> Exercise goal
Find out how many lines of the material contain the string "pull" and give only that figure.

^^^^^^^^^^^^^^^^

PR #94, opened 2023-10-09
feat: add object tag view permissions [FC-0036]

rpenido:
## Description
Add view permission for ObjectTag

- The `oel_tagging.view_objecttag_objectid` rule is used in the rest API view to check if the user has permission on the object_id to see its tags

## Supporting Information
* https://github.com/openedx/modular-learning/issues/129

## Testing instructions
* Please ensure that the tests cover the expected behavior of the view
____
Private-ref: [FAL-3518](https://tasks.opencraft.com/browse/FAL-3518)

PR #96, opened 2023-10-11
feat: CRUD API for Taxonomy Tags [FC-0036]

yusuf-musleh:
### Description

This PR introduces the CRUD python and REST APIs for interacting with Taxonomy Tags. Creating, updating and deleting them.

### Supporting Information

Related Tickets:
- Closes https://github.com/openedx/modular-learning/issues/136

### Testing Instructions

Make sure all the tests pass, and they cover all the cases.

---
Private-ref: [FAL-3519](https://tasks.opencraft.com/browse/FAL-3519)

### DIFF
--- a/openedx_tagging/core/tagging/api.py
+++ b/openedx_tagging/core/tagging/api.py
@@ -329,7 +329,16 @@ def add_tag_to_taxonomy(
     Taxonomy, an exception is raised, otherwise the newly created
     Tag is returned
     """
-    return taxonomy.cast().add_tag(tag, parent_tag_value, external_id)
+    taxonomy = taxonomy.cast()
+    new_tag = taxonomy.add_tag(tag, parent_tag_value, external_id)
+
+    # Resync all related ObjectTags after creating new Tag to
+    # to ensure any existing ObjectTags with the same value will
+    # be linked to the new Tag
+    object_tags = taxonomy.objecttag_set.all()
+    resync_object_tags(object_tags)
+
+    return new_tag
 
 
 def update_tag_in_taxonomy(taxonomy: Taxonomy, tag: str, new_value: str):
@@ -361,7 +370,3 @@ def delete_tags_from_taxonomy(
     """
     taxonomy = taxonomy.cast()
     taxonomy.delete_tags(tags, with_subtags)
-
-    # Resync all related ObjectTags after deleting the Tag(s)
-    object_tags = taxonomy.objecttag_set.all()
-    resync_object_tags(object_tags)
--- a/openedx_tagging/core/tagging/api.py
+++ b/openedx_tagging/core/tagging/api.py
@@ -321,7 +321,7 @@ def autocomplete_tags(
 def add_tag_to_taxonomy(
     taxonomy: Taxonomy,
     tag: str,
-    parent_tag_id: int | None = None,
+    parent_tag_value: str | None = None,
     external_id: str | None = None
 ) -> Tag:
     """
@@ -329,18 +329,18 @@ def add_tag_to_taxonomy(
     Taxonomy, an exception is raised, otherwise the newly created
     Tag is returned
     """
-    return taxonomy.cast().add_tag(tag, parent_tag_id, external_id)
+    return taxonomy.cast().add_tag(tag, parent_tag_value, external_id)
 
 
-def update_tag_in_taxonomy(taxonomy: Taxonomy, tag: int, tag_value: str):
+def update_tag_in_taxonomy(taxonomy: Taxonomy, tag: str, new_value: str):
     """
     Update a Tag that belongs to a Taxonomy. The related ObjectTags are
     updated accordingly.
 
-    Currently only support updates the Tag value.
+    Currently only supports updating the Tag value.
     """
     taxonomy = taxonomy.cast()
-    updated_tag = taxonomy.update_tag(tag, tag_value)
+    updated_tag = taxonomy.update_tag(tag, new_value)
 
     # Resync all related ObjectTags to update to the new Tag value
     object_tags = taxonomy.objecttag_set.all()
@@ -351,7 +351,7 @@ def update_tag_in_taxonomy(taxonomy: Taxonomy, tag: int, tag_value: str):
 
 def delete_tags_from_taxonomy(
     taxonomy: Taxonomy,
-    tag_ids: list[int],
+    tags: list[str],
     with_subtags: bool
 ):
     """
@@ -360,7 +360,7 @@ def delete_tags_from_taxonomy(
     the sub-tags will be deleted as well.
     """
     taxonomy = taxonomy.cast()
-    taxonomy.delete_tags(tag_ids, with_subtags)
+    taxonomy.delete_tags(tags, with_subtags)
 
     # Resync all related ObjectTags after deleting the Tag(s)
     object_tags = taxonomy.objecttag_set.all()
--- a/openedx_tagging/core/tagging/api.py
+++ b/openedx_tagging/core/tagging/api.py
@@ -129,13 +129,7 @@ def resync_object_tags(object_tags: QuerySet | None = None) -> int:
     if not object_tags:
         object_tags = ObjectTag.objects.select_related("tag", "taxonomy")
 
-    num_changed = 0
-    for object_tag in object_tags:
-        changed = object_tag.resync()
-        if changed:
-            object_tag.save()
-            num_changed += 1
-    return num_changed
+    return ObjectTag.resync_object_tags(object_tags)
 
 
 def get_object_tags(
@@ -329,3 +323,13 @@ def add_tag_to_taxonomy(
     Tag is returned
     """
     return taxonomy.cast().add_tag(tag, parent_tag_id, external_id)
+
+
+def update_tag_in_taxonomy(taxonomy: Taxonomy, tag: int, tag_value: str):
+    """
+    Update a Tag that belongs to a Taxonomy. The related ObjectTags are
+    updated accordingly.
+
+    Currently only support updates the Tag value.
+    """
+    return taxonomy.cast().update_tag(tag, tag_value)
--- a/openedx_tagging/core/tagging/api.py
+++ b/openedx_tagging/core/tagging/api.py
@@ -315,3 +315,17 @@ def autocomplete_tags(
         # remove repeats
         .distinct()
     )
+
+
+def add_tag_to_taxonomy(
+    taxonomy: Taxonomy,
+    tag: str,
+    parent_tag_id: int | None = None,
+    external_id: str | None = None
+) -> Tag:
+    """
+    Adds a new Tag to provided Taxonomy. If a Tag already exists in the
+    Taxonomy, an exception is raised, otherwise the newly created
+    Tag is returned
+    """
+    return taxonomy.cast().add_tag(tag, parent_tag_id, external_id)
--- a/openedx_tagging/core/tagging/api.py
+++ b/openedx_tagging/core/tagging/api.py
@@ -333,3 +333,16 @@ def update_tag_in_taxonomy(taxonomy: Taxonomy, tag: int, tag_value: str):
     Currently only support updates the Tag value.
     """
     return taxonomy.cast().update_tag(tag, tag_value)
+
+
+def delete_tags_from_taxonomy(
+    taxonomy: Taxonomy,
+    tag_ids: list[Tag],
+    with_subtags: bool
+):
+    """
+    Delete Tags that belong to a Taxonomy. If any of the Tags have children and
+    the `with_subtags` is not set to `True` it will fail, otherwise
+    the sub-tags will be deleted as well.
+    """
+    return taxonomy.cast().delete_tags(tag_ids, with_subtags)
--- a/openedx_tagging/core/tagging/api.py
+++ b/openedx_tagging/core/tagging/api.py
@@ -129,7 +129,14 @@ def resync_object_tags(object_tags: QuerySet | None = None) -> int:
     if not object_tags:
         object_tags = ObjectTag.objects.select_related("tag", "taxonomy")
 
-    return ObjectTag.resync_object_tags(object_tags)
+    num_changed = 0
+    for object_tag in object_tags:
+        changed = object_tag.resync()
+        if changed:
+            object_tag.save()
+            num_changed += 1
+
+    return num_changed
 
 
 def get_object_tags(
@@ -332,12 +339,19 @@ def update_tag_in_taxonomy(taxonomy: Taxonomy, tag: int, tag_value: str):
 
     Currently only support updates the Tag value.
     """
-    return taxonomy.cast().update_tag(tag, tag_value)
+    taxonomy = taxonomy.cast()
+    updated_tag = taxonomy.update_tag(tag, tag_value)
+
+    # Resync all related ObjectTags to update to the new Tag value
+    object_tags = taxonomy.objecttag_set.all()
+    resync_object_tags(object_tags)
+
+    return updated_tag
 
 
 def delete_tags_from_taxonomy(
     taxonomy: Taxonomy,
-    tag_ids: list[Tag],
+    tag_ids: list[int],
     with_subtags: bool
 ):
     """
@@ -345,4 +359,9 @@ def delete_tags_from_taxonomy(
     the `with_subtags` is not set to `True` it will fail, otherwise
     the sub-tags will be deleted as well.
     """
-    return taxonomy.cast().delete_tags(tag_ids, with_subtags)
+    taxonomy = taxonomy.cast()
+    taxonomy.delete_tags(tag_ids, with_subtags)
+
+    # Resync all related ObjectTags after deleting the Tag(s)
+    object_tags = taxonomy.objecttag_set.all()
+    resync_object_tags(object_tags)
--- a/openedx_tagging/core/tagging/models/base.py
+++ b/openedx_tagging/core/tagging/models/base.py
@@ -399,10 +399,6 @@ class Taxonomy(models.Model):
         tag = self.tag_set.get(id=tag_id)
         tag.value = tag_value
         tag.save()
-
-        # Resync all related ObjectTags to update to the new Tag value
-        object_tags = self.objecttag_set.all()
-        ObjectTag.resync_object_tags(object_tags)
         return tag
 
     def delete_tags(self, tag_ids: List[int], with_subtags: bool = False):
@@ -709,18 +705,3 @@ class ObjectTag(models.Model):
         self._value = object_tag._value  # pylint: disable=protected-access
         self._name = object_tag._name  # pylint: disable=protected-access
         return self
-
-    @classmethod
-    def resync_object_tags(cls, object_tags: models.QuerySet[ObjectTag]) -> int:
-        """
-        Reconciles ObjectTag entries with any changes made to their associated
-        taxonomies and tags. Return the number of changes made.
-        """
-        num_changed = 0
-        for object_tag in object_tags:
-            changed = object_tag.resync()
-            if changed:
-                object_tag.save()
-                num_changed += 1
-
-        return num_changed
--- a/openedx_tagging/core/tagging/models/base.py
+++ b/openedx_tagging/core/tagging/models/base.py
@@ -345,7 +345,7 @@ class Taxonomy(models.Model):
     def add_tag(
         self,
         tag_value: str,
-        parent_tag_id: int | None = None,
+        parent_tag_value: str | None = None,
         external_id: str | None = None
     ) -> Tag:
         """
@@ -369,8 +369,8 @@ class Taxonomy(models.Model):
             raise ValueError(f"Tag with value '{tag_value}' already exists for taxonomy.")
 
         parent = None
-        if parent_tag_id:
-            parent = self.tag_set.get(id=parent_tag_id)
+        if parent_tag_value:
+            parent = self.tag_set.get(value__iexact=parent_tag_value)
 
         tag = Tag.objects.create(
             taxonomy=self, value=tag_value, parent=parent, external_id=external_id
@@ -378,7 +378,7 @@ class Taxonomy(models.Model):
 
         return tag
 
-    def update_tag(self, tag_id: int, tag_value: str) -> Tag:
+    def update_tag(self, tag: str, new_value: str) -> Tag:
         """
         Update an existing Tag in Taxonomy and return it. Currently only
         supports updating the Tag's value.
@@ -396,12 +396,12 @@ class Taxonomy(models.Model):
             )
 
         # Update Tag instance with new value
-        tag = self.tag_set.get(id=tag_id)
-        tag.value = tag_value
-        tag.save()
-        return tag
+        tag_to_update = self.tag_set.get(value__iexact=tag)
+        tag_to_update.value = new_value
+        tag_to_update.save()
+        return tag_to_update
 
-    def delete_tags(self, tag_ids: List[int], with_subtags: bool = False):
+    def delete_tags(self, tags: List[str], with_subtags: bool = False):
         """
         Delete the Taxonomy Tags provided. If any of them have children and
         the `with_subtags` is not set to `True` it will fail, otherwise
@@ -419,15 +419,15 @@ class Taxonomy(models.Model):
                 "delete_tags() doesn't work for system defined taxonomies. They cannot be modified."
             )
 
-        tags = self.tag_set.filter(id__in=tag_ids)
+        tags_to_delete = self.tag_set.filter(value__in=tags)
 
-        if tags.count() != len(tag_ids):
+        if tags_to_delete.count() != len(tags):
             # If they do not match that means there is a Tag ID in the provided
             # list that is either invalid or does not belong to this Taxonomy
             raise ValueError("Invalid tag id provided or tag id does not belong to taxonomy")
 
         # Check if any Tag contains subtags (children)
-        contains_children = tags.filter(children__isnull=False).distinct().exists()
+        contains_children = tags_to_delete.filter(children__isnull=False).distinct().exists()
 
         if contains_children and not with_subtags:
             raise ValueError(
@@ -436,7 +436,7 @@ class Taxonomy(models.Model):
             )
 
         # Delete the Tags with their subtags if any
-        tags.delete()
+        tags_to_delete.delete()
 
     def validate_value(self, value: str) -> bool:
         """
--- a/openedx_tagging/core/tagging/models/base.py
+++ b/openedx_tagging/core/tagging/models/base.py
@@ -370,10 +370,6 @@ class Taxonomy(models.Model):
 
         parent = None
         if parent_tag_value:
-            # Check if parent tag is valid
-            if not Tag.objects.filter(value__iexact=parent_tag_value).exists():
-                raise ValueError("Invalid `parent_tag_value` provided")
-
             # Get parent tag from taxonomy, raises Tag.DoesNotExist if doesn't
             # belong to taxonomy
             parent = self.tag_set.get(value__iexact=parent_tag_value)
@@ -401,10 +397,6 @@ class Taxonomy(models.Model):
                 "update_tag() doesn't work for system defined taxonomies. They cannot be modified."
             )
 
-        # Check if tag is valid
-        if not Tag.objects.filter(value__iexact=tag).exists():
-            raise ValueError("Invalid `tag` provided")
-
         # Update Tag instance with new value, raises Tag.DoesNotExist if
         # tag doesn't belong to taxonomy
         tag_to_update = self.tag_set.get(value__iexact=tag)
@@ -429,10 +421,6 @@ class Taxonomy(models.Model):
             raise ValueError(
                 "delete_tags() doesn't work for system defined taxonomies. They cannot be modified."
             )
-
-        # Check if tags provided are valid
-        if not Tag.objects.filter(value__in=tags).count() == len(tags):
-            raise ValueError("One or more tag in `tags` is invalid")
 
         tags_to_delete = self.tag_set.filter(value__in=tags)
 
--- a/openedx_tagging/core/tagging/models/base.py
+++ b/openedx_tagging/core/tagging/models/base.py
@@ -370,6 +370,12 @@ class Taxonomy(models.Model):
 
         parent = None
         if parent_tag_value:
+            # Check if parent tag is valid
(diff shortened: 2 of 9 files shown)


openedx-webhooks:
Thanks for the pull request, @yusuf-musleh!  Please note that it may take us up to several weeks or months to complete a review and merge your PR.

- supporting documentation

openedx_tagging/core/tagging/models/base.py
```diff
@@ -342,6 +342,70 @@ def get_filtered_tags(
...
+            raise ValueError(
+                "add_tag() doesn't work for system defined taxonomies. They cannot be modified."
+            )
+
+        if self.tag_set.filter(value__iexact=tag_value).exists():
+            raise ValueError(f"Tag with value '{tag_value}' already exists for taxonomy.")
+
+        parent = None
+        if parent_tag_id:
+            parent = Tag.objects.get(id=parent_tag_id)
```
pomegranited, line 374: We should ensure that the `parent` tag is in this taxonomy, e.g.

```suggestion
        if parent_tag_id:
            parent = self.tag_set.get(id=parent_tag_id)
```

openedx_tagging/core/tagging/models/base.py
```diff
@@ -342,6 +342,70 @@ def get_filtered_tags(
...
+                "update_tag() doesn't work for free text taxonomies. They don't use Tag instances."
+            )
+
+        if self.system_defined:
+            raise ValueError(
+                "update_tag() doesn't work for system defined taxonomies. They cannot be modified."
+            )
+
+        # Update Tag instance with new value
+        tag = self.tag_set.get(id=tag_id)
```
pomegranited, line 400: Similarly here, we should catch the possible `Tag.DoesNotExist`, and ensure the view responds with a 404.

openedx_tagging/core/tagging/models/base.py
pomegranited: Also, we should also catch the `Tag.DoesNotExist` that this might throw and ensure the explanation gets back to the user [when calling the view](https://github.com/openedx/openedx-learning/pull/96/files#diff-215d20c663dcd5727c14740a72d09fe6fd22e3a92fd08db46036e2e799699917R549).

pomegranited (changes requested):
This is looking good @yusuf-musleh !
Let me know when you're ready for a full review?

openedx_tagging/core/tagging/models/base.py
yusuf-musleh: Thanks for catching this! I updated it and added a test for this case, I initially was only testing for "invalid" tag ids forgot to check for the case of "valid but for other taxonomy".

openedx_tagging/core/tagging/models/base.py
yusuf-musleh: Addressed as well, thanks!

openedx_tagging/core/tagging/rest_api/v1/views.py
```diff
@@ -556,3 +634,81 @@ def get_queryset(self) -> list[Tag]:  # type: ignore[override]
...
+
+        tag = body.data.get("tag")
+        parent_tag_id = body.data.get("parent_tag_id", None)
+        external_id = body.data.get("external_id", None)
+
+        try:
+            new_tag = add_tag_to_taxonomy(
+                taxonomy, tag, parent_tag_id, external_id
+            )
+        except Tag.DoesNotExist as e:
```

^^^^^^^^^^^^^^^^

> Output of the exercise
2